Now house people in the elevator rules, stop people from wanting to refuse.  To use a bathroom with a urinal. Instead of an elevator to the second floor. And when you’re in the Embarcadero, refuse to poo in the elevator.

Cause this has become a rampant problem. Crapping in places where people should be calm. Right before a train derails. Or the destination time is late without fail. At least thats what I remember when riding the BART. Its like being stuck in a 30 minute fart.

But here in South Florida, BART would be king. You could actually go places other when your not AMTRAK-ing. But here we just ride a bus, cause the people we elected are stupid mother whoops!

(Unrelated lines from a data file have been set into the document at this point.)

PR #2579, opened 2025-08-01
Expose getStorefront APIs in CustomEntitlementComputation flavor

tonidero:
### Description
While CEC already had the `storefrontCountryCode`, this also adds the APIs `getStorefrontCountryCode` and `awaitStorefrontCountryCode` to the CEC flavor.

### DIFF
--- a/purchases/api-defauts.txt
+++ b/purchases/api-defauts.txt
@@ -27,13 +27,14 @@ package com.revenuecat.purchases {
     method @kotlin.jvm.JvmSynthetic public static suspend Object? awaitPurchaseResult(com.revenuecat.purchases.Purchases, com.revenuecat.purchases.PurchaseParams purchaseParams, kotlin.coroutines.Continuation<? super kotlin.Result<? extends com.revenuecat.purchases.PurchaseResult>>);
     method @kotlin.jvm.JvmSynthetic @kotlin.jvm.Throws(exceptionClasses=PurchasesTransactionException::class) public static suspend Object? awaitRestore(com.revenuecat.purchases.Purchases, kotlin.coroutines.Continuation<? super com.revenuecat.purchases.CustomerInfo>);
     method @kotlin.jvm.JvmSynthetic public static suspend Object? awaitRestoreResult(com.revenuecat.purchases.Purchases, kotlin.coroutines.Continuation<? super kotlin.Result<? extends com.revenuecat.purchases.CustomerInfo>>);
+    method public static suspend Object? awaitStorefrontCountryCode(com.revenuecat.purchases.Purchases, kotlin.coroutines.Continuation<? super java.lang.String>);
   }
 
   public final class CoroutinesExtensionsKt {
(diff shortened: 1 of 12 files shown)


purchases/api-defauts.txt
```diff
@@ -172,8 +174,8 @@ package com.revenuecat.purchases {
...
-    method public static void getStorefrontCountryCodeWith(com.revenuecat.purchases.Purchases, optional kotlin.jvm.functions.Function1<? super com.revenuecat.purchases.PurchasesError,kotlin.Unit> onError, kotlin.jvm.functions.Function1<? super java.lang.String,kotlin.Unit> onSuccess);
     method @Deprecated public static void getSubscriptionSkusWith(com.revenuecat.purchases.Purchases, java.util.List<java.lang.String> skus, optional kotlin.jvm.functions.Function1<? super com.revenuecat.purchases.PurchasesError,kotlin.Unit> onError, kotlin.jvm.functions.Function1<? super java.util.List<? extends com.revenuecat.purchases.models.StoreProduct>,kotlin.Unit> onReceiveSkus);
+    method public static void getVirtualCurrenciesWith(com.revenuecat.purchases.Purchases, optional kotlin.jvm.functions.Function1<? super com.revenuecat.purchases.PurchasesError,kotlin.Unit> onError, kotlin.jvm.functions.Function1<? super com.revenuecat.purchases.virtualcurrencies.VirtualCurrencies,kotlin.Unit> onSuccess);
```
tonidero, line 178: I'm confused why these are not updated nor found in the checks...

JayShortway: Yea it seems like we cannot rely on the check at all. I think we might need to go the git diff route?

tonidero: Yup indeed

purchases/api-defauts.txt
ajpallares, line 1: I'm curious: what are these txt files for?

tonidero: They have the public API for our libraries, both in the defaults flavor and the cec flavor. We're using metalava to generate them. Unfortunately, the check task itself doesn't seem to be working, so we might need to fallback to always dump these api files and compare using git.

JayShortway: These are "dumps" of our public API surface. We have them in other repos too, like [purchases-kmp](https://github.com/RevenueCat/purchases-kmp/blob/main/core/api/core.api). The idea being that any PR would check if the committed text file is still valid. If not, the PR author should regenerate the file, which would add the diff to the PR, allowing us to review it. 

In purchases-android we use Metalava for this (a Google tool), but the "check" task doesn't seem to work consistently. It overlooks changes to the public API, which becomes evident once we regenerate the files and see unrelated changes. (Virtual Currency stuff in this PR for instance.)

JayShortway: (Ha, I should have refreshed before hitting send 😅)

ajpallares: I understand now. Thank you both so much! 🫶 
(two explanations is better than one 😄)

PR #2584, opened 2025-08-01
Fix insets in Paywall Tester

vegaro:
I had noticed wrong padding in the top app bar in the customer center. After some time trying to understand I came to the conclusion that the problem was the nested Scaffold. We have one in the MainScreen of Paywall Tester, and one in the Customer Center. 

It was adding the insets to the top of the top app bar, because they were not being consumed. I thought we had an issue in the Customer Center but it was actually in the paywall tester. Since the outer Scaffold was adding a padding, and not consuming the insets, this is how it was being displayed:

Screenshot 2025-08-01 at 14 42 32

I removed the padding, and added it to each of the screens as needed, and consumed it, so the top bar didn't get unconsumed insets and tried adding them again. This is the final result:

Screenshot 2025-08-01 at 14 41 49

I also noticed the bottom bar was not material 3, and the insets were also not being automatically handled


examples/paywall-tester/src/main/java/com/revenuecat/paywallstester/ui/screens/main/MainScreen.kt
```diff
@@ -69,25 +70,35 @@ private fun MainNavHost(
...
         navController,
         startDestination = Tab.Paywalls.route,
-        modifier = modifier,
     ) {
         composable(Tab.AppInfo.route) {
-            AppInfoScreen()
+            AppInfoScreen(
+                modifier = Modifier
+                    .padding(contentPadding)
+                    .consumeWindowInsets(contentPadding),
```
tonidero: Hmm I'm wondering, would it make more sense not pass the contentPadding as a parameter, but instead just use the [safeContentPadding](https://developer.android.com/reference/kotlin/androidx/compose/ui/Modifier#(androidx.compose.ui.Modifier).safeContentPadding()) modifier? 

That's supposed to respect unconsumed safe area and also handles consuming the safe area insets by itself.

vegaro: interestingly I tried that and it adds some unexpected padding 🤔 

Screenshot 2025-08-01 at 15 41 31

JayShortway: I think the problem is that the insets are not consumed when they should be. That's why forcefully consuming them with `consumeWindowInsets()` fixes it (assumption).

Small note: instead of adding it to each child of the `NavHost`, I think we can also add it to the `NavHost` itself, or even to the `MainNavHost`.

vegaro: This works though:
```
modifier = Modifier.systemBarsPadding(),
```

vegaro: >Small note: instead of adding it to each child of the NavHost, I think we can also add it to the NavHost itself, or even to the MainNavHost.

Doing that will not make the customer center edge to edge, but it has correct padding

vegaro: > I think the problem is that the insets are not consumed when they should be. 

you mean that the outer `Scaffold` should be consuming the insets, so they are consumed by the time the top app bar in the inner scaffold renders right?

JayShortway: >you mean that the outer Scaffold should be consuming the insets, so they are consumed by the time the top app bar in the inner scaffold renders right?

Yes!

examples/paywall-tester/src/main/java/com/revenuecat/paywallstester/ui/screens/main/appinfo/AppInfoScreen.kt
```diff
@@ -92,13 +57,6 @@ fun AppInfoScreen(
         val currentApiKeyDescription by remember { derivedStateOf { state.apiKeyDescription } }
         Text(text = "Current user ID: $currentUserID")
         Text(text = "Current API key: $currentApiKeyDescription")
-        lastCustomAction?.let { action ->
-            Text(
-                text = "Last custom action: $action",
-                style = MaterialTheme.typography.bodySmall,
-                color = MaterialTheme.colorScheme.primary,
-            )
-        }
```
vegaro, line 101: I asked @facumenzella and he's ok with removing this. We have a Toast already and its mainly for debugging purposes

tonidero (approved):
This all makes sense to me! Thanks for fixing this!

tonidero:
Hmm seems like the screenshots size itself changed for some reason which is super weird since I don't see any related changes...

vegaro:
oh right, I thought things were pushed down, but it's the screenshot size!

vegaro:
I am going to merge since the screenshot change seems unrelated

PR #2585, opened 2025-08-01
Change metalava job to diff dump generated dump files

tonidero:
### Description
The metalava check jobs have been failing for a while, giving success even though there were changes in the api files. This PR changes to not use the check jobs, and instead always dump the api, and check git for changes.

### DIFF
--- a/scripts/api-check.sh
+++ b/scripts/api-check.sh
@@ -6,7 +6,7 @@ exit_code=0
 ./scripts/api-dump.sh || exit_code=$?
 # Check if there are any dirty changes in git
 if ! git diff --quiet; then
-  echo "API dump has changes, please review and commit them."
+  echo "API dump has changes, run the scripts/api-dump.sh script to generate the API dump, review and commit them."
   exit_code=1
 fi
 


scripts/api-check.sh
```diff
@@ -2,7 +2,12 @@
 
 exit_code=0
 
-./gradlew metalavaCheckCompatibilityDefaultsRelease || exit_code=$?
-./gradlew metalavaCheckCompatibilityCustomEntitlementComputationRelease || exit_code=$?
+# Run the api-dump.sh script to generate the API dump
+./scripts/api-dump.sh || exit_code=$?
+# Check if there are any dirty changes in git
+if ! git diff --quiet; then
+  echo "API dump has changes, please review and commit them."
```
ajpallares: Would it be worth mentioning in this message how to generate the dump? something like the comment above
> "Run the api-dump.sh script to generate the API dump"

Perhaps it's too obvious but might be helpful for those of us not so familiar with it. FFTI

ajpallares (approved):
Thanks for fixing!

scripts/api-check.sh
tonidero: I don't think it's a problem to add it :) Good thinking!

tonidero: Done in https://github.com/RevenueCat/purchases-android/pull/2585/commits/eb420c907a9294243b2b7447435c0eae8ab6f354

PR #2590, opened 2025-08-05
Fail configure call if using test api key in release builds

tonidero:
### Description
Android equivalent of https://github.com/RevenueCat/purchases-ios/pull/5453

This PR introduces a crash at runtime if the app is running on release (on a debuggable process) when configuring the SDK with a Test Store API Key. Debug builds are unaffected.


ajpallares (approved):
Nice one!

purchases/src/main/kotlin/com/revenuecat/purchases/PurchasesFactory.kt
```diff
@@ -61,6 +61,10 @@ internal class PurchasesFactory(
     private val apiKeyValidator: APIKeyValidator = APIKeyValidator(),
 ) {
 
+    private fun isTestStoreEnabled(): Boolean {
+        return BuildConfig.ENABLE_TEST_STORE
+    }
```
JayShortway: Maybe this can be provided via the constructor, so it can be overridden in tests, and we can already enable the test in this PR? 

```kotlin
internal class PurchasesFactory(
    private val isDebugBuild: IsDebugBuildProvider,
    private val apiKeyValidator: APIKeyValidator = APIKeyValidator(),
    private val isTestStoreEnabled: () -> Boolean = { BuildConfig.ENABLE_TEST_STORE },
)
```

tonidero: I like it! Did it that way in https://github.com/RevenueCat/purchases-android/pull/2590/commits/6c7fd7a33777879ee0acd9303587712ae1dc12c5

JayShortway (approved):

PR #2594, opened 2025-08-07
Add alias users backend call

tonidero:
### Description
This adds the alias endpoint call. Currently unused but will be used in follow-up PRs


ajpallares (approved):
Makes sense!

JayShortway (approved):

Anyway to the Bay where my heart will stay even where the people piss causes dismay. Enough to employ a house person, for a steel box to stop urine immersion.

U-Turn

It’s a u-turn. It’s a horseshoe. It’s an unnatural road move. I see it, being maneuvered at the wrong time by a goober.

Its a symptom of the fast pace. We need solace in our happy place.  But when did that include u-turns? Moving on red light burns.

Crazy town, on the pavement. Makes me want jump on the A train. Except that, I’m in Miami where the rail sucks and I’m being kind.

So back to the funky use of the U-turn. Should this be where u earn, .  A license on a driving test. Don’t leave it up to a guess. Unless you want to be walkin. Instead of flippin off another car and…..

Getting on with a fist fight cause you didn’t observe that red light. And you flunked that dumb test while all of the idiots are on the road, yes.